I want to simplify the terms above to a much more simple expression. How should I do that so that I could avoid the summation in my final expression? I tried to use taylor series but it seems like only applicable to infinite series. Any help will be greatly appreciated!
On
The ways you have written it are already pretty much as simple as it gets. Either you use the summation notation on the left hand side, or you write out the terms as in the right hand side. Another alternative avoiding the use of the summation would be to use the exponential function's Taylor series representation, which is $$ e^x = \sum_{k=0}^\infty \frac{x^k}{k!}. $$ Using that, you could rewrite your expression as $$ \sum_{k=0}^{n-1} \frac{x^k}{k!} = e^x - O(x^n), $$ where $O(x^n)$ is an error term of degree $n$ (and higher). This is really only useful close to the origin though, as that is where the error term would disappear.
On
$$\sum_{k=0}^{n-1}\frac{x^k}{k!}=e^x\frac{ \Gamma (n,x)}{\Gamma (n)}$$ where appears the (upper) incomplete gamma function.
The expression
$$p(x,n) = \sum_{i=0}^{n-1} \frac{x^i}{i!}$$
when multiplied by $e^{-x}$ is the chance that a Poisson random variable $X$ with parameter $x$ will be strictly less than $n:$
$$\Pr(X \lt n) = \Pr(X \le n-1) = e^{-x}\sum_{i=0}^{n-1} \frac{x^i}{i!}.$$
This event can also be characterized as the chance that the time needed to observe the first $n$ events in a Poisson process exceeds $x.$ But that time is the sum of the waiting times to the first event, from the first to the second, and so on, up to the $n^{\text{th}}.$ Each of those waiting times has an exponential distribution (with parameter $x$) and they are independent (which is part of the definition of a Poisson process). Since the sum of $n$ identical independent exponential variables is a Gamma variable $Y$ with shape parameter $n,$ we obtain
$$\sum_{i=0}^{n-1} \frac{x^i}{i!} = p(x,n) = e^x\Pr(X \lt n) = e^x\Pr(Y \gt x) = \frac{e^x}{\Gamma(n)}\int_x^\infty t^{n-1}\,e^{-t}\,\mathrm{d}t.$$
(Having discovered this result, you can prove it by repeatedly integrating the right hand side by parts if you want a purely mathematical demonstration.)

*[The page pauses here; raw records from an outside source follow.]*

PR #311, opened 2019-05-15
Prometheus edit

brennancheung:
This adds dashboard links and editing functionality for the different Prometheus Custom Resources for the Prometheus Operator.

The `contextUpdater` function seems buggy.  When I use it to perform a delete in `deletePrometheusRule` the context is updated but the table view does not refresh.

When I use `contextUpdater` to update a rule, it creates a `context[undefined]` entry instead of placing it in `context.prometheusRules`.

### DIFF
--- a/src/api-client/ApiClient.js
+++ b/src/api-client/ApiClient.js
@@ -83,6 +83,17 @@ class ApiClient {
     }
   }
 
+  async basicPatch (url, body) {
+    try {
+      const config = this.getAuthHeaders()
+      config.headers['Content-Type'] = 'application/json-patch+json'
+      const response = await axios.patch(url, body, config)
+      return response.data
+    } catch (err) {
+      console.log(err)
+    }
+  }
+
   async basicPut (url, body) {
     try {
       const response = await axios.put(url, body, this.getAuthHeaders())
--- a/src/app/core/components/validatedForm/ValidatedFormDebug.js
+++ b/src/app/core/components/validatedForm/ValidatedFormDebug.js
@@ -1,0 +1,15 @@
+import React from 'react'
+
+import { ValidatedFormConsumer } from 'core/components/validatedForm/ValidatedForm'
+
+/* This component is primarily designed to be used as a debugging tool to
+ * show the form context during development.
+ */
+const ValidatedFormDebug = () => (
+  <ValidatedFormConsumer>
+    {props => <pre>{JSON.stringify(props, null, 4)}</pre>}
+  </ValidatedFormConsumer>
+
+)
+
+export default ValidatedFormDebug
--- a/src/app/plugins/kubernetes/components/prometheus/UpdatePrometheusInstancePage.js
+++ b/src/app/plugins/kubernetes/components/prometheus/UpdatePrometheusInstancePage.js
@@ -1,0 +1,42 @@
+import React from 'react'
+import SubmitButton from 'core/components/SubmitButton'
+import TextField from 'core/components/validatedForm/TextField'
+import ValidatedForm from 'core/components/validatedForm/ValidatedForm'
+import createUpdateComponents from 'core/helpers/createUpdateComponents'
+import { loadPrometheusInstances, updatePrometheusInstance } from './actions'
+
+class UpdatePrometheusInstanceForm extends React.Component {
+  state = this.props.initialValues
+
+  handleUpdate = data => {
+    this.props.onComplete(data)
+  }
+
+  render () {
+    const initialValues = { ...this.props.initialValues }
+    return (
+      <ValidatedForm initialValues={initialValues} onSubmit={this.handleUpdate}>
+        <TextField id="replicas" label="# of instances" info="Number of Prometheus instances" type="number" />
+        <TextField id="cpu" label="CPU" info="Expressed in millicores (1m = 1/1000th of a core)" />
+        <TextField id="memory" label="Memory" info="MiB of memory to allocate" />
+        <TextField id="retention" label="Storage Retention (days)" info="Defaults to 15 days if nothing is set" />
+        <SubmitButton>Update Prometheus Instance</SubmitButton>
+      </ValidatedForm>
+    )
+  }
+}
+
+export const options = {
+  FormComponent: UpdatePrometheusInstanceForm,
+  routeParamKey: 'id',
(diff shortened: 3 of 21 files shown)


src/app/plugins/kubernetes/components/prometheus/UpdatePrometheusInstancePage.js
```diff
@@ -0,0 +1,42 @@
+import React from 'react'
+import SubmitButton from 'core/components/SubmitButton'
+import TextField from 'core/components/validatedForm/TextField'
+import ValidatedForm from 'core/components/validatedForm/ValidatedForm'
+import createUpdateComponents from 'core/helpers/createUpdateComponents'
+import { loadPrometheusInstances, updatePrometheusInstance } from './actions'
+
+class UpdatePrometheusInstanceForm extends React.Component {
+  state = this.props.initialValues
```
xantorres: This state doesn't seem to be used anywhere

src/app/plugins/kubernetes/components/prometheus/UpdatePrometheusInstancePage.js
```diff
@@ -0,0 +1,42 @@
...
+
+  handleUpdate = data => {
+    this.props.onComplete(data)
+  }
+
+  render () {
+    const initialValues = { ...this.props.initialValues }
```
xantorres: `const { initialValues } = this.props`

src/app/plugins/kubernetes/components/prometheus/UpdatePrometheusRulePage.js
```diff
@@ -0,0 +1,55 @@
...
+import createUpdateComponents from 'core/helpers/createUpdateComponents'
+import uuid from 'uuid'
+import { loadPrometheusRules, updatePrometheusRules } from './actions'
+import { withStyles } from '@material-ui/styles'
+
+@withStyles(theme => ({
+  submit: { marginTop: theme.spacing.unit * 3 },
+}))
+class UpdatePrometheusRuleForm extends React.Component {
+  state = this.props.initialValues
```
xantorres: this `state` is initialized with `initialValues` but it seems to be using `rules`, is this correct?

src/app/plugins/kubernetes/components/prometheus/UpdateServiceMonitorPage.js
```diff
@@ -0,0 +1,42 @@
+import React from 'react'
+import KeyValuesField from 'core/components/validatedForm/KeyValuesField'
+import SubmitButton from 'core/components/SubmitButton'
+import ValidatedForm from 'core/components/validatedForm/ValidatedForm'
+import createUpdateComponents from 'core/helpers/createUpdateComponents'
+import { loadPrometheusServiceMonitors, updatePrometheusServiceMonitor } from './actions'
+import { keyValueArrToObj, objToKeyValueArr } from 'utils/fp'
+
+class UpdateServiceMonitorForm extends React.Component {
+  state = this.props.initialValues
```
xantorres: unused state

src/app/plugins/kubernetes/components/prometheus/actions.js
```diff
@@ -3,35 +3,27 @@ import { pathOr, prop, propEq } from 'ramda'
...
 
-const mapServiceMonitor = ({ clusterUuid, metadata, spec }) => ({
-  clusterUuid,
-  name: metadata.name,
-  namespace: metadata.namespace,
-  labels: metadata.labels,
-  port: spec.endpoints.map(prop('port')).join(', '),
-  selector: spec.selector.matchLabels,
-})
+const mapAsyncItems = async (values, loaderFn, mapFn) => {
```
xantorres: this looks good wouldn't just a `(await asyncFlatMap(values, loaderFn)).map(mapFn)` do the same?

src/app/core/components/validatedForm/ValidatedFormDebug.js
```diff
@@ -0,0 +1,15 @@
+import React from 'react'
+
+import { ValidatedFormConsumer } from 'core/components/validatedForm/ValidatedForm'
+
+/* This component is primarily designed to be used as a debugging tool to
+ * show the form context during development.
+ */
+const ValidatedFormDebug = () => (
+  <ValidatedFormConsumer>
```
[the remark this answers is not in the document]
brennancheung: Mostly convenience.  It's a lot more typing.  `console.log` doesn't work so well with HMR and having to expand out the objects every time in the console is more time consuming and harder to see things when is expanded and one the screen.  It's also something that needs to be added frequently when debugging Form context related issues.

src/app/plugins/kubernetes/components/prometheus/actions.js
```diff
@@ -3,35 +3,27 @@ import { pathOr, prop, propEq } from 'ramda'
...
 })
 
-const mapAlertManager = ({ clusterUuid, metadata, spec }) => ({
-  clusterUuid,
-  name: metadata.name,
-  namespace: metadata.namespace,
-  replicas: spec.replicas,
-  labels: metadata.labels,
-})
+const hasMonitoring = cluster => cluster.tags.includes('pf9-system:monitoring')
```
kevinylee1991: does this still use tags? I thought that sachin changed it to be based on some appbert packages API

src/api-client/ApiClient.js
```diff
@@ -83,6 +83,17 @@ class ApiClient {
     }
   }
 
+  async basicPatch (url, body) {
+    try {
+      const config = this.getAuthHeaders()
+      config.headers['Content-Type'] = 'application/json-patch+json'
```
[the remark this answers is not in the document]
brennancheung: Yes, it's required for patch.  I tried it with just `application/json` and it didn't work.

src/app/plugins/kubernetes/components/prometheus/actions.js
brennancheung: It does, but it's an additional API call.

src/app/plugins/kubernetes/components/prometheus/actions.js
brennancheung: I think so.  It's a bit more verbose though.

PR #313, opened 2019-05-23
Fixed issue with API client using wrong region

kevinylee1991:
Basically removed the part that set the active region in App.js from config, and instead set the active region during Session setup.

### DIFF
--- a/config.example.js
+++ b/config.example.js
@@ -48,4 +48,8 @@ const config = {
 
 const env = process.env.NODE_ENV || 'development'
 
+if (env === 'development' && !config.development.simulator) {
+  throw new Error('config.development.simulator not found')
+}
+
 module.exports = config[env]
--- a/src/app/plugins/openstack/components/SessionManager.js
+++ b/src/app/plugins/openstack/components/SessionManager.js
@@ -8,7 +8,7 @@ import { withPreferences } from 'core/providers/PreferencesProvider'
 import { getStorage, setStorage } from 'core/utils/pf9Storage'
 import LoginPage from 'openstack/components/LoginPage'
 import { loadUserTenants } from 'openstack/components/tenants/actions'
-import { pathOr, propEq } from 'ramda'
+import { path, pathOr, propEq } from 'ramda'
 
 /**
  * Sets up the Openstack session.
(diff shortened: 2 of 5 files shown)


config.example.js
```diff
@@ -48,4 +48,8 @@ const config = {
 
 const env = process.env.NODE_ENV || 'development'
 
+if (env === 'development' && !config.development.simulator) {
+  throw new Error('config.development.simulator not found')
```
brennancheung: Did this actually throw the error message?  It seemed like it was an error during babel/webpack compilation, not runtime.

Also, it is perfectly valid to not have a simulator config if you are targeting a real DU only.

src/app/plugins/openstack/components/SessionManager.js
```diff
@@ -50,11 +50,15 @@ class SessionManager extends React.Component {
...
     const userPreferences = await initUserPreferences(username)
+
     const lastTenant = pathOr('service', ['Tenants', 'lastTenant', 'name'], userPreferences)
+    const lastRegion = path(['RegionChooser', 'lastRegion', 'id'], userPreferences)
 
     const tenants = await loadUserTenants({ getContext, setContext })
     const activeTenant = tenants.find(propEq('name', lastTenant))
     const { keystone } = context.apiClient
+
+    if (lastRegion) { context.apiClient.setActiveRegion(lastRegion) }
```
brennancheung: Don't we need to set the region before querying tenants?  Or is the FQDN they visit enough?

Also verify everything still works in incognito mode when the user does not have anything saved yet.

config.example.js
kevinylee1991: Yup this threw an error message. I think this is more for my case (and to prevent any potential future cases with other people) where I wasn't able to use the webpack alias for some odd reason we were never able to make sense of.

src/app/plugins/openstack/components/SessionManager.js
kevinylee1991: It looks like all keystone requests will be going through the FQDN they visit, so I believe the order shouldn't matter.

Incognito also worked

brennancheung:
LGTM 🚢

PR #314, opened 2019-05-24
Import / Export theme.json

brennancheung:
This PR creates an export button to allow the user to save the `theme.json` and a corresponding Import button to allow the user to load the previously saved theme.

### DIFF
--- a/src/app/core/components/ExportDataButton.js
+++ b/src/app/core/components/ExportDataButton.js
@@ -1,0 +1,32 @@
+import React from 'react'
+import PropTypes from 'prop-types'
+import { Button } from '@material-ui/core'
+
+const ExportDataButton = ({ children, color, data, filename, variant }) => {
+  const exportData = () => {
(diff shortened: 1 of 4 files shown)


src/app/core/components/ExportDataButton.js
```diff
@@ -0,0 +1,32 @@
...
+
+const ExportDataButton = ({ children, color, data, filename, variant }) => {
+  const exportData = () => {
+    let dataStr = JSON.stringify(data, null, 4)
+    let dataUri = 'data:application/json;charset=utf-8,'+ encodeURIComponent(dataStr)
+    let exportFileDefaultName = filename
+    let linkElement = document.createElement('a')
+    linkElement.setAttribute('href', dataUri)
+    linkElement.setAttribute('download', exportFileDefaultName)
+    linkElement.click()
```
kevinylee1991: Not sure if 100% necessary but may be good to add a removeChild on the linkElement

PR #320, opened 2019-06-06
Add showToast to context and use in Prometheus

brennancheung:
Most of the toasts need to happen inside of the `actions.js`.  Since actions are not components, there is no way to use `showToast` so I added it to the `context`.  This makes it very convenient to use.

I added toasts to the `create`, `update`, and `delete` prometheus actions.

Screen Shot 2019-06-05 at 6 30 55 PM

Screen Shot 2019-06-05 at 6 30 25 PM

### DIFF
--- a/src/app/App.js
+++ b/src/app/App.js
@@ -72,8 +72,8 @@ class App extends React.Component {
       <Router>
         <ThemeProvider theme={theme}>
           <HotKeysProvider>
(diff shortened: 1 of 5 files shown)


brennancheung:
Thanks.  I'll see about changing it to the bottom right.

brennancheung:
Ok, there's in the bottom right above Intercom now.
Screen Shot 2019-06-05 at 6 55 56 PM

PR #323, opened 2019-06-08
Top extra content using a React Portal

xantorres:
image

### DIFF
--- a/src/app/core/components/Navbar.js
+++ b/src/app/core/components/Navbar.js
@@ -24,7 +24,7 @@ const styles = theme => ({
   search: {
     position: 'relative',
     borderRadius: theme.shape.borderRadius,
-    backgroundColor: '#fff',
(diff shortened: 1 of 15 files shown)


xantorres:
> This is roughly what I thought you meant when you proposed this solution before. Still not liking it. The create button has nothing to do with tabs. It grossly pollutes the logic of `Tabs` and violates the principle of "do one thing and do it well".
> 
> Also, we would have to do this for every scenario and combination of widgets that show up near the top of the page.
> 
> I still think putting the create button in the top header of the page and pushing it down to underneath the header using CSS positioning is the best and cleanest solution.

What about doing something similar but instead of creating it for the `Tabs` component, having it in the app `Toolbar` component absolutely positioning the "extra content" stuff absolutely positioned, but without the burden of using arbitrary text id's?

PR #330, opened 2019-06-19
Creating composable HoCs for data loading and mapping

xantorres:
As discussed with Brennan, this is part of the work for decoupling the data loading logic into smaller functions and HoC's

The implementation in the views looks as follows (complex example):
image

Currently still fixing a few issues and preparing some tests.

### DIFF
--- a/src/api-client/Qbert.js
+++ b/src/api-client/Qbert.js
@@ -278,9 +278,9 @@ class Qbert {
 
   /* Monocular endpoints being exposed through Qbert */
   getCharts = async (clusterId) => {
-    const output = this.client.basicGet(`${await this.clusterMonocularBaseUrl(clusterId)}/charts`)
+    const output = await this.client.basicGet(`${await this.clusterMonocularBaseUrl(clusterId)}/charts`)
     // FIXME: remove this when api is fixed (right now it is returning data.data)
-    return output.hasOwnProperty('data') ? output.data : output
+    return output && output.hasOwnProperty('data') ? output.data : output || []
   }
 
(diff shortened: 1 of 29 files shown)


src/api-client/Qbert.js
```diff
@@ -278,9 +278,9 @@ class Qbert {
 
   /* Monocular endpoints being exposed through Qbert */
   getCharts = async (clusterId) => {
-    const output = this.client.basicGet(`${await this.clusterMonocularBaseUrl(clusterId)}/charts`)
+    const output = await this.client.basicGet(`${await this.clusterMonocularBaseUrl(clusterId)}/charts`)
     // FIXME: remove this when api is fixed (right now it is returning data.data)
-    return output.hasOwnProperty('data') ? output.data : output
+    return output && output.hasOwnProperty('data') ? output.data : output || []
```
brennancheung: Might want to put this into some kind of utility.  Is this just `ensureArray`?

src/app/core/helpers/createAddComponents.js
```diff
@@ -34,6 +34,7 @@ const createAddComponents = options => {
       const { setContext, getContext, context, history } = this.props
       try {
         const existing = await (loaderFn || crudActions.list)({ setContext, getContext, context })
+        console.log('existing', existing)
```
brennancheung: remove

src/api-client/Qbert.js
xantorres: This is a workaround because the api is returning a nested data inside a data, which I suppose is a bug

PR #334, opened 2019-07-02
Feature/tenants and users

xantorres:

### DIFF
--- a/src/api-client/helpers.js
+++ b/src/api-client/helpers.js
@@ -4,7 +4,9 @@ import ApiClient from './ApiClient'
 const defaultTestTenant = 'Development Team Tenant'
 
 export const keystoneEndpoint = `${config.host}/keystone`
+export const keystoneAdminEndpoint = `${config.host}/keystone_admin`
 export const makeClient = () => new ApiClient({ keystoneEndpoint })
+export const makeAdminClient = () => new ApiClient({ keystoneEndpoint })
 
 export const getUserPass = () => {
   const username = config.username || config.simulator.username
--- a/src/app/core/helpers/clusterContextLoader.js
+++ b/src/app/core/helpers/clusterContextLoader.js
@@ -1,5 +1,4 @@
-import { pathOr, prop, groupBy, assocPath } from 'ramda'
-import { loadClusters } from 'k8s/components/infrastructure/actions'
+import { prop, groupBy, assocPath, path } from 'ramda'
 import contextLoader from 'core/helpers/contextLoader'
 import { ensureArray } from 'utils/fp'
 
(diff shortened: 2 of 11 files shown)


src/app/core/helpers/clusterContextLoader.js
```diff
@@ -20,30 +19,25 @@ import { ensureArray } from 'utils/fp'
...
-    })
-    if (clusterId === '__all__') {
-      // update all cluster indexed positions in bulk
-      await setContext(context => {
-        assocPath(keyPath, {
-          ...groupBy(prop('clusterId'), loadedData),
-          '__all__': loadedData,
-        }, context)
-      })
+const clusterContextLoader = (key, loaderFn) => {
```
brennancheung: Looks like this is still not using the data structure we talked about with `clusterId` being a param on the object.  This looks like it still has the `clusterId` as part of the path.

Also, this looks like it breaks existing code.  Is this going to break the existing Prometheus stuff?

This is going on months of constantly changing data loading over and over again and just wasting time, confusing other developers, and constantly breaking things.  We could have implemented all the data loading for all the components 3 times over by now as just simple code even if it is a little more verbose.  I'm not planning on using this abstraction anyways because with the new React hooks we can just perform the logic we need as a simple function without these huge abstractions.

Lenses (in the abstract sense) can be used for getting and setting data within a context like `clusterId`.

src/app/plugins/kubernetes/components/apps/actions.js
```diff
@@ -5,29 +5,30 @@ import { asyncFlatMap } from 'utils/fp'
 
 export const loadApps = clusterContextLoader(
   'apps',
-  async ({ apiClient, clusters, params: { clusterId } }) => {
+  async ({ apiClient, params: { clusterId }, loadFromContext }) => {
     const { qbert } = apiClient
-    return clusterId === '__all__'
-      ? asyncFlatMap(pluck('uuid', clusters), qbert.getCharts)
+    return !clusterId || clusterId === '__all__'
```
brennancheung: Move the `await loadFromContext('clusters')` into its own line.

```
if (...) { return qbert.getCharts(clusterId) }
const clusters = await loadFromContext...
return asyncFlatMap...
```

src/server/api/keystone/getTenants.js
```diff
@@ -0,0 +1,8 @@
+import context from '../../context'
```
brennancheung: We already have this in `src/server/api/keystone/getProjects.js`.

src/app/core/helpers/clusterContextLoader.js
xantorres: The change about storing the data in a single big array requires some work (is not as simple as it would seem) so here I'm still using the old indexing by `clusterId`, I simply made this change so that we could customize the getting/setting logic of the data in the context in an easy manner.

Also this is not exactly part of `DataLoader`, this is just a helper function that given a callback function stores the result in the context, if data doesn't exist already. `DataLoader` is just a component that given some data loading functions shows a spinner and calls them when mounting the component before rendering any children, once the data loading promises are resolved it renders the children.

This change is backwards compatible, so all existing prometheus code should work fine (I tested it anyways). This is basically just affecting things that belong to a cluster.

src/api-client/helpers.js
```diff
@@ -4,7 +4,9 @@ import ApiClient from './ApiClient'
 const defaultTestTenant = 'Development Team Tenant'
 
 export const keystoneEndpoint = `${config.host}/keystone`
+export const keystoneAdminEndpoint = `${config.host}/keystone_admin`
 export const makeClient = () => new ApiClient({ keystoneEndpoint })
+export const makeAdminClient = () => new ApiClient({ keystoneEndpoint })
```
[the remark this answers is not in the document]
xantorres: yes, actually this is not being used (yet), but I will remove it anyways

In many settings, obtaining an integral expression for a function is useful because it can be analyzed using Calculus techniques and can be evaluated numerically with efficient "quadrature" algorithms. As such, this might be considered a simplified or even "closed form" evaluation of the original sum (which has arbitrary length). For example, from this integral you can obtain Taylor series around $x=\infty$ and around $n=\infty$ (the links go to the Wolfram Alpha site). Instead of Taylor series, though, consider asymptotic expansions or other approximations. (In particular, the Taylor series for $n$ doesn't look terribly useful: it tends to be poor unless $n$ is huge.)